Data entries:
-- -- --
PR #76, opened 2022-03-22
Add types to include perf results in diag response

anjalshireesh:
For including the new perf test (speedtest) results in the output of `mc support diag`,
- Move the current perf related types (`PerfInfo` and others) to `health-old.go`
- Move the current `HealthInfo` struct also to `health-old.go` and rename it to `HealthInfoV2`
- Introduce new type `SpeedTestResults` to hold all speedtest results
- Introduce new `HealthInfo` which is same as the current one, except for using `SpeedTestResults` instead of `PerfInfo`
- Change names of perf tests So that when this mc is used with older versions of minio, it doesn't request for the old performance tests that are slow and are not very reliable.
- Bump up the health info version

### DIFF
--- a/health-old.go
+++ b/health-old.go
@@ -48,6 +48,41 @@ type HealthInfoV2 struct {
 	Minio     MinioHealthInfo `json:"minio,omitempty"`
 }
 
+func (info HealthInfoV2) String() string {
+	data, err := json.Marshal(info)
+	if err != nil {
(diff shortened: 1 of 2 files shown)


kannappanr (approved):
LGTM

kannappanr:
ping @balamurugana

balamurugana (approved):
-- -- --
Only the lines above that include the word "current" belong in the answer; copy each one.

- Move the current perf related types (`PerfInfo` and others) to `health-old.go`
- Move the current `HealthInfo` struct also to `health-old.go` and rename it to `HealthInfoV2`
- Introduce new `HealthInfo` which is same as the current one, except for using `SpeedTestResults` instead of `PerfInfo`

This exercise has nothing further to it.